PR #2205, opened 2024-07-12
test: add isolated response test for iframes

kettanaito:
Adds an automated test for the isolated response scenario when using multiple iframes on the page. 

## How does this work?

Each iframe becomes the outgoing request's `referrer`. If the iframe provides a check in the request handlers to ignore a matching request if it has a `referrer` different from the current iframe's `location.href`, it will allow two iframes to receive different responses to the same request.

### DIFF
--- a/test/browser/msw-api/setup-worker/scenarios/iframe-isolated-response/one.html
+++ b/test/browser/msw-api/setup-worker/scenarios/iframe-isolated-response/one.html
@@ -1,0 +1,34 @@
+<script>
+  const { worker, http } = window.parent.msw
+
+  function isolatedResolver(resolver) {
+    return (info) => {
+      if (info.request.referrer !== location.href) {
+        return
+      }
+      return resolver(info)
+    }
+  }
+
+  worker.use(
+    http.get(
+      './resource',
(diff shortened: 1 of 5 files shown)


test/browser/msw-api/setup-worker/scenarios/iframe-isolated-response/one.html
```diff
@@ -0,0 +1,34 @@
+<script>
+  const { worker, http } = window.parent.msw
+
+  function isolatedResolver(resolver) {
```
kettanaito, line 4: @yannbf, hi 👋 Let's try using this utility in the Storybook add-on and see if it provides us with the context isolation when rendering multiple stories on the same page (in iframes). I hope it does! 

The important part here is so this utility runs in the iframe's context, not in the parent context.

kettanaito:
## Released: v2.3.2 🎉

This has been released in v2.3.2!

- 📄 [**Release notes**](https://github.com/mswjs/msw/releases/tag/v2.3.2)
- 📦 [npm package](https://www.npmjs.com/package/msw/v/2.3.2)

---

→ **What the exercise asks**
Your answer should consist of every record, restated exactly.

→ **Output**
PR #2205, opened 2024-07-12
test: add isolated response test for iframes

kettanaito:
Adds an automated test for the isolated response scenario when using multiple iframes on the page. 

## How does this work?

Each iframe becomes the outgoing request's `referrer`. If the iframe provides a check in the request handlers to ignore a matching request if it has a `referrer` different from the current iframe's `location.href`, it will allow two iframes to receive different responses to the same request.

### DIFF
--- a/test/browser/msw-api/setup-worker/scenarios/iframe-isolated-response/one.html
+++ b/test/browser/msw-api/setup-worker/scenarios/iframe-isolated-response/one.html
@@ -1,0 +1,34 @@
+<script>
+  const { worker, http } = window.parent.msw
+
+  function isolatedResolver(resolver) {
+    return (info) => {
+      if (info.request.referrer !== location.href) {
+        return
+      }
+      return resolver(info)
+    }
+  }
+
+  worker.use(
+    http.get(
+      './resource',
(diff shortened: 1 of 5 files shown)


test/browser/msw-api/setup-worker/scenarios/iframe-isolated-response/one.html
```diff
@@ -0,0 +1,34 @@
+<script>
+  const { worker, http } = window.parent.msw
+
+  function isolatedResolver(resolver) {
```
kettanaito, line 4: @yannbf, hi 👋 Let's try using this utility in the Storybook add-on and see if it provides us with the context isolation when rendering multiple stories on the same page (in iframes). I hope it does! 

The important part here is so this utility runs in the iframe's context, not in the parent context.

kettanaito:
## Released: v2.3.2 🎉

This has been released in v2.3.2!

- 📄 [**Release notes**](https://github.com/mswjs/msw/releases/tag/v2.3.2)
- 📦 [npm package](https://www.npmjs.com/package/msw/v/2.3.2)

---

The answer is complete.